Thanks for the response.
Post by Krishna Srinivas
Post by Prabhu Ramachandran
- This one is very minor. It wasn't explicitly clear from the docs that to
use unify one needed (a) locking and (b) the namespace. The place this is
mentioned is in "Understanding unify translator" which isn't the first place
a user would look. Would be nice if this were mentioned somewhere.
Unify needs namespace, what do you mean by "locking" here?
The fact that I need to turn the posix-locks feature on.

volume brick1
type features/posix-locks
option mandatory on # enables mandatory locking on all files
subvolumes posix1
end-volume

Without it I was running into problems.
Post by Krishna Srinivas
Post by Prabhu Ramachandran
- There are a lot of options to choose from and without Anands initial help
in person I would be lost trying to choose a scheduler. It would be great
if there were some recommended solutions. I understand the software is
rapidly growing but this would make life easier for new adopters.
True. We will give "cookbook" recommended setups in our documentation.
That would be great!
Post by Krishna Srinivas
Post by Prabhu Ramachandran
2008-12-18 00:25:40 E [addr.c:117:gf_auth] auth/addr: client is bound to
port 59327 which is not privilaged
2008-12-18 00:25:40 E [authenticate.c:193:gf_authenticate] auth: no
authentication module is interested in accepting remote-client
10.24.1.4:59327
2008-12-18 00:25:40 E [server-protocol.c:6842:mop_setvolume] server: Cannot
authenticate client from 10.24.1.4:59327
I worked around this problem by exposing the machine as a DMZ host from the
router but this is not ideal. Is there something I can do to fix this?
http://www.gluster.org/docs/index.php/GlusterFS_Translators_v1.3#Authenticate_modules
You can use "login" based authentication to get around this problem.
Thanks, yes, that would work but for some reason I feel a
username/password is weaker than restricting it to an IP.
Post by Krishna Srinivas
Post by Prabhu Ramachandran
- What would happen if I change the scheduler to something else? Would that
hose the data? I haven't moved all my data yet so I can experiment
currently. I am not likely to tinker with the setup later on though since
this will contain important data.
Changing schedulers will not cause any problem.
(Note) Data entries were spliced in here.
PR #552, opened 2025-03-06
[KNET-17653]Jetty migration 9 to 12: rest-utils

apurushotama:
This PR implements the changes for updating Jetty from 9 to 12. 
The PR uses Jakarta specs, JavaEE 10 and Jetty 12 as per the migration documents.

**Migration documents:** 
https://jetty.org/docs/jetty/12/programming-guide/migration/94-to-10.html 
https://jetty.org/docs/jetty/12/programming-guide/migration/11-to-12.html 

**Notes:** 
1. Since Jakarta EE 9 the jakarta namespace is introduced as a replacement for javax namespace from Java EE. Hence, I have used the Jakarta specs instead of the Javax ones ([source](https://eclipse-ee4j.github.io/jersey.github.io/documentation/latest3x/migration.html)) 
2. Updated the following handler classes to use Jetty 12 API ([source](https://jetty.org/docs/jetty/12/programming-guide/migration/11-to-12.html#api-changes-handler)).
    -   core/src/main/java/io/confluent/rest/handlers/ExpectedSniHandler.java 
    -   core/src/main/java/io/confluent/rest/handlers/SniHandler.java
    -   core/src/main/java/io/confluent/rest/handlers/SniUtils.java

     Jetty 11 handler methods 
    `Handler.handle(String target, Request jettyRequest, HttpServletRequest request, HttpServletResponse response)` 
      have been changed in Jetty 12 to:
    `Handler.handle(Request request, Response response, Callback callback)`
3. DosFilter changes	
     -  https://github.com/confluentinc/rest-utils/pull/552#discussion_r1989663825 
     - We had our Jetty servlets pinned to v9.4.53 since the new version removed the external-id setting that our GlobalDosFilter relied on. 

5. AuthUtil.java changes	
Changes have been made to replicate the behavior of setAuthenticate, setRoles, setName used in Jetty 9 to ensure correct authorization levels are set for constraints based on different scenarios. ([source](https://javadoc.jetty.org/jetty-12/org/eclipse/jetty/security/Constraint.Authorization.html))
6. `SHUTDOWN_GRACEFUL_MS_DEFAULT` has been bumped to 5000 to pass the tests that were failing due to timeout when stopping the server.


core/pom.xml
```diff
@@ -17,7 +17,8 @@
     <dependencies>
         <dependency>
             <groupId>org.eclipse.jetty.websocket</groupId>
-            <artifactId>javax-websocket-server-impl</artifactId>
+            <artifactId>websocket-javax-server</artifactId>
+            <version>10.0.0</version>
```
apurushotama, line 21: Need to revisit

core/src/main/java/io/confluent/rest/Application.java
```diff
@@ -52,7 +52,7 @@
 import java.util.stream.Collectors;
 import javax.servlet.DispatcherType;
 import javax.servlet.Filter;
-import javax.servlet.ServletException;
+import jakarta.servlet.ServletException;
```
apurushotama, line 55: Either this or [QuietServletException.java](https://github.com/jetty/jetty.project/blob/jetty-12.0.x/jetty-ee10/jetty-ee10-servlet/src/main/java/org/eclipse/jetty/ee10/servlet/QuietServletException.java) if we want it to be less verbose

core/src/main/java/io/confluent/rest/Application.java
```diff
@@ -413,9 +412,9 @@ public Handler configureHandler() {
     configurePostResourceHandling(context);
     context.addServlet(defaultHolder, "/*");
 
-    RequestLogHandler requestLogHandler = new RequestLogHandler();
-    requestLogHandler.setRequestLog(requestLog);
-    context.insertHandler(requestLogHandler);
```
apurushotama, line 419: Since I moved the request log setup to server level, we no longer need to insert the RequestLogHandler into the context.

core/src/main/java/io/confluent/rest/JettyDosFilterMultiListener.java
```diff
@@ -17,8 +17,7 @@
 package io.confluent.rest;
 
 import java.util.List;
-import javax.servlet.http.HttpServletRequest;
-
+import org.eclipse.jetty.server.Request;
```
apurushotama, line 20: Why not use this directly?
import jakarta.servlet.http.HttpServletRequest;

core/src/main/java/io/confluent/rest/handlers/ExpectedSniHandler.java
```diff
@@ -37,8 +37,8 @@ public ExpectedSniHandler(List<String> expectedSniHeaders) {
 
   @Override
```
apurushotama, line 38: Fix this override to work with Handler.Wrapper

core/src/main/java/io/confluent/rest/handlers/SniHandler.java
```diff
@@ -19,21 +19,21 @@
...
+import org.eclipse.jetty.server.Handler;
 import org.slf4j.Logger;
 import org.slf4j.LoggerFactory;
 
-public class SniHandler extends HandlerWrapper {
+public class SniHandler extends Handler.Wrapper {
   private static final Logger log = LoggerFactory.getLogger(SniHandler.class);
 
   @Override
   public void handle(String target, Request baseRequest,
```
apurushotama, line 34: Fix this override to work with Handler.Wrapper

core/src/main/java/io/confluent/rest/jetty/DoSFilter.java
```diff
@@ -22,39 +20,35 @@
...
-import org.eclipse.jetty.util.log.Logger;
+import org.eclipse.jetty.util.thread.AutoLock;
 import org.eclipse.jetty.util.thread.ScheduledExecutorScheduler;
 import org.eclipse.jetty.util.thread.Scheduler;
+import org.slf4j.Logger;
+import org.slf4j.LoggerFactory;
 
 /**
- * Denial of Service filter (copied from Jetty 9.4.53.v20231009)
+ * Denial of Service filter (copied from Jetty 12.0.x)
```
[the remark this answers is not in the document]
apurushotama: Interesting. Thanks for pointing this out.

pom.xml
```diff
@@ -177,40 +177,68 @@
...
-                <artifactId>jetty-jaas</artifactId>
+                <artifactId>jetty-security</artifactId>
                 <version>${jetty.version}</version>
             </dependency>
             <dependency>
                 <groupId>org.eclipse.jetty.websocket</groupId>
-                <artifactId>javax-websocket-server-impl</artifactId>
-                <version>${jetty.version}</version>
+                <artifactId>websocket-javax-server</artifactId>
+                <version>10.0.0</version>
```
msn-tldr, line 197: version are defined in `common` ex - `${jetty.version}`,  is there a reason to use an explicit version `10.0.0` here? 

This applies here.

core/src/main/java/io/confluent/rest/handlers/ExpectedSniHandler.java
```diff
@@ -36,17 +34,18 @@ public ExpectedSniHandler(List<String> expectedSniHeaders) {
...
+      log.warn("No SNI header present on request; request URI is {}", baseRequest.getHttpURI());
     } else if (!expectedSniHeaders.contains(sniServerName)) {
       log.warn("SNI header {} is not in the configured list of expected headers {}; "
-          + "request URI is {}", sniServerName, this.expectedSniHeaders, request.getRequestURI());
+          + "request URI is {}", sniServerName, this.expectedSniHeaders, baseRequest.getHttpURI());
     }
 
-    super.handle(target, baseRequest, request, response);
+    super.handle(baseRequest, response, callback);
+    return true;
```
msn-tldr, line 49: should this be `return super.handle(baseRequest, response, callback);`

core/src/main/java/io/confluent/rest/handlers/SniHandler.java
```diff
@@ -18,29 +18,30 @@
...
     String sniServerName = SniUtils.getSniServerName(baseRequest);
     if (sniServerName != null && !sniServerName.equals(serverName)) {
       log.debug("Sni check failed, host header: {}, sni value: {}", serverName, sniServerName);
-      baseRequest.setHandled(true);
-      response.sendError(MISDIRECTED_REQUEST.getCode(), MISDIRECTED_REQUEST.getMessage());
+      Response.writeError(baseRequest, response, callback,
+              MISDIRECTED_REQUEST.getCode(), MISDIRECTED_REQUEST.getMessage());
     }
-    super.handle(target, baseRequest, request, response);
+    super.handle(baseRequest, response, callback);
```
msn-tldr, line 43: should this be `return super.handle(baseRequest, response, callback);` ? callback will be handled by `super.handle`
see https://jetty.org/docs/jetty/12/programming-guide/server/http.html#handler-impl-filter

core/src/main/java/io/confluent/rest/handlers/SniUtils.java
```diff
@@ -28,9 +28,10 @@
 
 public class SniUtils {
   public static String getSniServerName(Request baseRequest) {
-    EndPoint endpoint = baseRequest.getHttpChannel().getEndPoint();
```
msn-tldr, line 31: @bob-barrett can you sanity check this logic? This might impact the v4 everywhere logic. 
Context: rest-utils is being moved to jetty 12 by @apurushotama, bunch of APIs are changing from jetty 9 to 12 versions.

PS - Looks alright at high level.

core/src/main/java/io/confluent/rest/jetty/DoSFilter.java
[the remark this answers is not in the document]
msn-tldr: +1 good catch.

core/src/main/java/io/confluent/rest/auth/AuthUtil.java
```diff
@@ -141,16 +141,17 @@ private static ConstraintMapping createConstraint(
       final boolean authenticate,
       final String pathSpec
   ) {
-    final Constraint constraint = new Constraint();
-    constraint.setAuthenticate(authenticate);
+
+    final Constraint.Builder constraint = new Constraint.Builder();
+    //constraint.setAuthenticate(authenticate);
```
msn-tldr, line 146: I am unable to find any doc which tells if its ok to remove `setAuthenticate(true)`, did you come across any such?

msn-tldr: Looking around a bit, is the equivalent `Authorization::SPECIFIC_ROLE` to be set in the builder?
https://javadoc.jetty.org/jetty-12/org/eclipse/jetty/security/Constraint.Authorization.html#SPECIFIC_ROLE

core/src/main/java/io/confluent/rest/Application.java
```diff
@@ -329,22 +329,23 @@ public Handler configureHandler() {
...
       log.info("Binding {} to all listeners.", this.getClass().getSimpleName());
     }
 
     ServletHolder defaultHolder = new ServletHolder("default", DefaultServlet.class);
     defaultHolder.setInitParameter("dirAllowed", "false");
 
-    ResourceCollection staticResources = getStaticResources();
-    if (staticResources != null) {
-      context.setBaseResource(staticResources);
+    Collection<Resource> staticResources = getStaticResources();
```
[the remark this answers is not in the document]
apurushotama: > Set the base resource to serve content from for this context, which must exist and be readable when the context is started. 

I assumed we need to set a single baseResource. 
Reference: https://javadoc.jetty.org/jetty-12/org/eclipse/jetty/server/handler/ContextHandler.html#setBaseResource(org.eclipse.jetty.util.resource.Resource)

core/src/main/java/io/confluent/rest/handlers/SniUtils.java
```diff
@@ -28,9 +28,10 @@
...
-    if (endpoint instanceof SslConnection.DecryptedEndPoint) {
-      SSLSession session = ((SslConnection.DecryptedEndPoint) endpoint)
+    SslConnection connection = (SslConnection) baseRequest.getConnectionMetaData().getConnection();
+    EndPoint endpoint = connection.getEndPoint();
+    if (endpoint instanceof SslConnection.SslEndPoint) {
+      SSLSession session = ((SslConnection.SslEndPoint) endpoint)
```
bob-barrett, line 34: I think we can just do connection.getSslEndPoint() here, since we already have an `SslConnection`. If we're worried about accounting for non-SSL connections, I think we need to check the type before casing to `SslConnection` on line 31.

bob-barrett: Also, once we have the `SslConnection`, do we even need to get the `EndPoint`? Looks like we just call `endpoint.getSslConnection()`, can we just do `SSLSession session = connection.getSslEngine().getSession()`?

core/src/main/java/io/confluent/rest/handlers/SniHandler.java
apurushotama: Yes, makes sense.

core/src/main/java/io/confluent/rest/handlers/SniHandler.java
```diff
@@ -18,29 +18,28 @@
...
 
   @Override
-  public void handle(String target, Request baseRequest,
-      HttpServletRequest request,
-      HttpServletResponse response) throws IOException, ServletException {
-    String serverName = request.getServerName();
+  public boolean handle(Request baseRequest,
+                     Response response,
+                     Callback callback) throws Exception {
+    String serverName = Request.getServerName(baseRequest);
```
apurushotama, line 36: String serverName = Request.getServerName(baseRequest);
Does this make sense?

core/src/main/java/io/confluent/rest/jetty/DoSFilter.java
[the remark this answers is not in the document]
mattwong949: I've pushed a commit to restore 9.4.53.v20231009 logic

core/src/main/java/io/confluent/rest/RestConfig.java
```diff
@@ -95,7 +95,7 @@ public class RestConfig extends AbstractConfig {
   public static final String SHUTDOWN_GRACEFUL_MS_CONFIG = "shutdown.graceful.ms";
   protected static final String SHUTDOWN_GRACEFUL_MS_DOC =
       "Amount of time to wait after a shutdown request for outstanding requests to complete.";
-  protected static final String SHUTDOWN_GRACEFUL_MS_DEFAULT = "1000";
+  protected static final String SHUTDOWN_GRACEFUL_MS_DEFAULT = "5000";
```
mattwong949, line 98: we had a lot of tests failing on the `server.stop()` timeout, and bumping this higher seems to allow them to pass. I'm not feeling great about just bumping a timeout w/o understanding what's going on, but there are other logical issues in other tests to look at before we can revisit this.

msn-tldr: can you add a comment that lower value `1000` led to tests failing ? Probably create a followup if you run out of time to investigate this..

core/src/test/java/io/confluent/rest/ApplicationTest.java
```diff
@@ -180,11 +181,11 @@ public void testCreateSecurityHandlerWithNoRoles() {
 
     ConstraintSecurityHandler securityHandler = new TestApp(config).createBasicSecurityHandler();
     assertEquals(securityHandler.getRealmName(), REALM);
-    assertTrue(securityHandler.getRoles().isEmpty());
+    assertTrue(securityHandler.getConstraintMappings().get(0).getConstraint().getRoles().isEmpty());
     assertNotNull(securityHandler.getLoginService());
     assertNotNull(securityHandler.getAuthenticator());
     assertEquals(1, securityHandler.getConstraintMappings().size());
-    assertFalse(securityHandler.getConstraintMappings().get(0).getConstraint().isAnyRole());
+//    assertFalse(securityHandler.getConstraintMappings().get(0).getConstraint().isAnyRole());
```
msn-tldr, line 188: typo?

core/src/test/java/io/confluent/rest/ApplicationTest.java
```diff
@@ -212,14 +213,14 @@ public void testCreateSecurityHandlerWithSpecificRoles() {
...
+    assertFalse(securityHandler.getConstraintMappings().get(0).getConstraint().getRoles().isEmpty());
     assertNotNull(securityHandler.getLoginService());
     assertNotNull(securityHandler.getAuthenticator());
-    assertEquals(1, securityHandler.getConstraintMappings().size());
+    assertEquals(2, securityHandler.getConstraintMappings().get(0).getConstraint().getRoles().size());
     final Constraint constraint = securityHandler.getConstraintMappings().get(0).getConstraint();
-    assertFalse(constraint.isAnyRole());
-    assertEquals(constraint.getRoles().length, 2);
-    assertArrayEquals(constraint.getRoles(), new String[]{"roleA", "roleB"});
+//    assertFalse(constraint.isAnyRole());
```
msn-tldr, line 221: typo?

core/src/test/java/io/confluent/rest/ApplicationTest.java
```diff
@@ -232,11 +233,11 @@ public void testSetUnsecurePathConstraintsWithUnSecure() {
     final List<ConstraintMapping> mappings = securityHandler.getConstraintMappings();
     assertThat(mappings.size(), is(3));
     assertThat(mappings.get(0).getPathSpec(), is("/*"));
-    assertThat(mappings.get(0).getConstraint().getAuthenticate(), is(true));
+//    assertThat(mappings.get(0).getConstraint().getAuthenticate(), is(true));
```
msn-tldr, line 236: typo?

core/src/test/java/io/confluent/rest/ApplicationTest.java
```diff
@@ -232,11 +233,11 @@ public void testSetUnsecurePathConstraintsWithUnSecure() {
...
     assertThat(mappings.get(1).getPathSpec(), is("/path/1"));
-    assertThat(mappings.get(1).getConstraint().getAuthenticate(), is(false));
+//    assertThat(mappings.get(1).getConstraint().getAuthenticate(), is(false));
```
msn-tldr, line 238: typo?

core/src/test/java/io/confluent/rest/ApplicationTest.java
```diff
@@ -232,11 +233,11 @@ public void testSetUnsecurePathConstraintsWithUnSecure() {
...
     assertThat(mappings.get(2).getPathSpec(), is("/path/2"));
-    assertThat(mappings.get(2).getConstraint().getAuthenticate(), is(false));
+//    assertThat(mappings.get(2).getConstraint().getAuthenticate(), is(false));
```
msn-tldr, line 240: typo?

core/src/test/java/io/confluent/rest/ApplicationTest.java
```diff
@@ -251,8 +252,8 @@ public void testConstraintsWhenOptionsRequestNotAllowedAndSecurityOn() {
     assertThat(mappings.get(0).getPathSpec(), is("/*"));
     assertThat(mappings.get(0).getMethodOmissions(), is(new String[]{"OPTIONS"}));
     assertThat(mappings.get(1).getPathSpec(), is("/*"));
-    assertThat(mappings.get(1).getConstraint().getAuthenticate(), is(true));
-    assertThat(mappings.get(1).getConstraint().isAnyRole(), is(false));
+//    assertThat(mappings.get(1).getConstraint().getAuthenticate(), is(true));
```
msn-tldr, line 255: typo?

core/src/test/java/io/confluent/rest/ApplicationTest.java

Interesting, so any existing data on the disks will not be affected?
How does that work? Does this mean I can fill the disks a-priori before
unifying them?
Post by Krishna Srinivas
Post by Prabhu Ramachandran
- What would happen if I added another brick, say another disk to the
existing set on one of the machines? Would it break the round-robin
scheduler that I am using? I see from the FAQ that this should work with
the alu but will it work with rr?
ALU will be useful when you add servers later. i.e it will see free
diskspace and schedule creation of new files there. RR will just
round-robin.
You can experiement with the new "DHT" translator in place of unify.
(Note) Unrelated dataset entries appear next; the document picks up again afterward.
PR #553, opened 2025-03-07
Override jetty version to 9.4.57.v20241219

mattwong949:
https://github.com/confluentinc/common/commit/60322b8531dd93a1afc765080a43c3cb13392223 updated common repo to Jetty 12, our changes for rest-utils for Jetty 12 are not yet finished. Until they are, we will pin Jetty version to jetty 9 so that builds can succeed

our pom does not specify all of the jetty modules, so we need to override the ones we use. I scanned for them with
```
mvn dependency:tree | grep jetty | grep 12.0
```
and then added all of them w/ the overridden version to the pom in rest-utils-parent

### DIFF
--- a/pom.xml
+++ b/pom.xml
@@ -195,6 +195,41 @@
             </dependency>
             <dependency>
                 <groupId>org.eclipse.jetty</groupId>
+                <artifactId>jetty-alpn-client</artifactId>
+                <version>${jetty.override.version}</version>
+            </dependency>
+            <dependency>
+                <groupId>org.eclipse.jetty</groupId>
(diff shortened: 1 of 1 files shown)


apurushotama (approved):

apurushotama (approved):

mattwong949:
there is a failure downstream in ksqldb because they have a override in the pom using the common repo https://github.com/confluentinc/ksql/blob/master/ksqldb-rest-app/pom.xml#L153-L157

I will make a change there and inform the KSQL team. but this PR is good to merge

PR #555, opened 2025-03-20
DGS-19733 Add configs for SNI check and Implement PrefixSniHandler for prefix validation

zhaochun-ma:
1. Added new configuration option `prefix.sni.check.enabled` (default: false) to control tenant prefix validation for SNI, if enabled, it will take precedence over the existing [SniHandler](https://github.com/confluentinc/rest-utils/blob/b18f2abd7bed1d613214017037b9839f86958abf/core/src/main/java/io/confluent/rest/handlers/SniHandler.java#L54) when `sni.check.enabled` is also enabled
2. Implemented TenantPrefixSniHandler that:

OK, I can do that, I see dht does not need the extra namespace disk, so
I guess I can clear out that directory.
Post by Krishna Srinivas
You can go with a more standard setup of
unify->afr->client instead of afr->unify->client
Sorry, I am not sure what you mean by the above, the arrow directions
aren't completely clear to me. My understanding of the setup currently
is that I have unify->afr->client (I unify 4 partitions on one machine,
afr them across machines and then mount that as a client) which is what
you have mentioned too above. I am confused now that you mention that I
have afr->unify->client instead.
Post by Krishna Srinivas
When you have afr over unify and one of unify subvol goes down, afr's
selfheal will create missing files which you don't want to happen.
OK, so you are saying I need to simply switch to using dht, remove the
namespace directory and continue with the setup and this problem will
not occur?

cheers,
prabhu
Krishna Srinivas
2008-12-18 14:01:56 UTC
Permalink
On Thu, Dec 18, 2008 at 5:34 PM, Prabhu Ramachandran
Post by Prabhu Ramachandran
Hi,
Thanks for the response.
Post by Krishna Srinivas
Post by Prabhu Ramachandran
- This one is very minor. It wasn't explicitly clear from the docs that to
use unify one needed (a) locking and (b) the namespace. The place this is
mentioned is in "Understanding unify translator" which isn't the first place
a user would look. Would be nice if this were mentioned somewhere.
Unify needs namespace, what do you mean by "locking" here?
The fact that I need to turn the posix-locks feature on.
volume brick1
type features/posix-locks
option mandatory on # enables mandatory locking on all files
subvolumes posix1
end-volume
Without it I was running into problems.
Post by Krishna Srinivas
Post by Prabhu Ramachandran
- There are a lot of options to choose from and without Anands initial help
in person I would be lost trying to choose a scheduler. It would be great
if there were some recommended solutions. I understand the software is
rapidly growing but this would make life easier for new adopters.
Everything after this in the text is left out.